● What to do
Below are some records. Say how many of their lines include the string "when", giving only the number.
______________________________
PR #645, opened 2020-06-15
feat(userEvent): Add paste API (fixes #640)

### LINKED ISSUE #640: Replace type allAtOnce with "paste"
It's not aligned with the goals of this lib, but the use case is understandable so we should include a simple "paste" event.

nickmccurdy:
Migrated from testing-library/user-event#343

**What**: Add paste API (fixes #640)

**Why**: The `allAtOnce` option of `type` doesn't represent real user interaction intuitively, and we need to fire `paste` events with the relevant `clipboardData`

**How**:

- [x] Extract `paste` event from old code for `type`'s `allAtOnce` option
- [x] Implement `clipboardData` support #585
- [ ] Add events
  - [ ] `paste` with `clipboardData`
  - [ ] `input` with matching value
  - [ ] `focus`
- [ ] `DataTransfer` mock objects

**Checklist**:

- [x] Tests
- [ ] Ready to be merged

### DIFF
--- a/src/user-event/paste.js
+++ b/src/user-event/paste.js
@@ -1,0 +1,122 @@
+import {
+  getConfig as getDOMTestingLibraryConfig,
+  fireEvent,
+} from '@testing-library/dom'
+
+// this needs to be wrapped in the asyncWrapper for React's act and angular's change detection
+async function paste(...args) {
+  let result
+  await getDOMTestingLibraryConfig().asyncWrapper(async () => {
+    result = await pasteImpl(...args)
+  })
+  return result
+}
+
+const getActiveElement = document => {
+  const activeElement = document.activeElement
+  if (activeElement.shadowRoot) {
+    return getActiveElement(activeElement.shadowRoot) || activeElement
+  } else {
+    return activeElement
+  }
+}
+
+// eslint-disable-next-line complexity
+function pasteImpl(
+  element,
+  text,
+  {initialSelectionStart, initialSelectionEnd} = {},
+) {
+  if (element.disabled) return
+
+  element.focus()
+
+  // The focused element could change between each event, so get the currently active element each time
+  const currentElement = () => getActiveElement(element.ownerDocument)
+  const currentValue = () => currentElement().value
+  const setSelectionRange = ({newValue, newSelectionStart}) => {
+    // if we *can* change the selection start, then we will if the new value
+    // is the same as the current value (so it wasn't programatically changed
+    // when the fireEvent.input was triggered).
+    // The reason we have to do this at all is because it actually *is*
+    // programmatically changed by fireEvent.input, so we have to simulate the
+    // browser's default behavior
+    if (
+      currentElement().selectionStart !== null &&
+      currentValue() === newValue
+    ) {
+      currentElement().setSelectionRange?.(newSelectionStart, newSelectionStart)
+    }
+  }
+
+  // by default, a new element has it's selection start and end at 0
+  // but most of the time when people call "paste", they expect it to paste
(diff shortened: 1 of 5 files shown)


src/user-event/paste.js
```diff
@@ -0,0 +1,120 @@
+import {getConfig as getDOMTestingLibraryConfig} from '../config'
+import {fireEvent} from '../events'
+
```
kentcdodds, line 3: Let's see if we can move some of the shared utilities from type until the utils and share them here.

src/user-event/paste.js
```diff
@@ -0,0 +1,120 @@
+import {getConfig as getDOMTestingLibraryConfig} from '../config'
+import {fireEvent} from '../events'
```
kentcdodds, line 2: Make sure to use the fireEvent from the utils module because it's async which is required for user event methods.

src/user-event/paste.js
nickmccurdy: I've extracted some of the functions, let me know if you have any more suggestions for abstracting this further

src/user-event/paste.js
```diff
@@ -0,0 +1,71 @@
...
+import {fireEvent, getActiveElement, calculateNewValue} from './utils'
+
+// this needs to be wrapped in the asyncWrapper for React's act and angular's change detection
+async function paste(...args) {
+  let result
+  await getDOMTestingLibraryConfig().asyncWrapper(async () => {
+    result = await pasteImpl(...args)
+  })
+  return result
+}
```
nickmccurdy, line 11: I originally copied this from `type`, but I don't understand why `type` is no longer using `getConfig` and `asyncWrapper`. Should I keep this here, remove it, or use some higher level abstraction to make the function asynchronous?

nickmccurdy:
> I left some comments, but I just had a thought... What if instead we make a `{paste}` modifier inside `type`? This would simplify the implemention quite a bit and honestly makes plenty of sense as an API to me personally.

Shouldn't the typing modifiers be primarily for individual key presses and modifiers? I feel like pasting has different enough responsibilities from typing semantically to be a separate function, just like how clear and tab are functions rather than modifiers. Either way, I'm interested if we could maybe make paste use type more directly to simplify the architecture, as I originally though that wouldn't be possible after removing the `allAtOnce` option.

kentcdodds:
> Shouldn't the typing modifiers be primarily for individual key presses and modifiers?

Not really. We already have `{selectall}`. I think `type` is for anything that the user would do with their keyboard which we feel they do enough to justify having a feature for it. I think it would be reasonable to support `{paste}` and also have a shortcut `userEvent.paste` which simply calls into it (similar in some ways to `userEvent.clear`.

nickmccurdy:
It still feels like a different kind of user interaction to me. At least `{selectall}` is directly related to editing some existing text, but users often paste without typing anything else, and as far as I understand this would be the only command that would input many characters immediately.

kentcdodds:
Fair point 👍 ok, let's proceed with sharing code instead.

kentcdodds:
Ok, because of the [decision to not merge user-event right now](https://github.com/testing-library/dom-testing-library/pull/616#issuecomment-644246162), I've back-ported all my improvements to user-event into https://github.com/testing-library/user-event/pull/348, and I included this as well. I hope you don't mind 😬

Thanks!

nickmccurdy:
This wasn't ready to release, can we revert it?

kentcdodds:
I made it ready 😁

nickmccurdy:
Tracking followup work back in testing-library/user-event#355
______________________________
● Exercise solution
2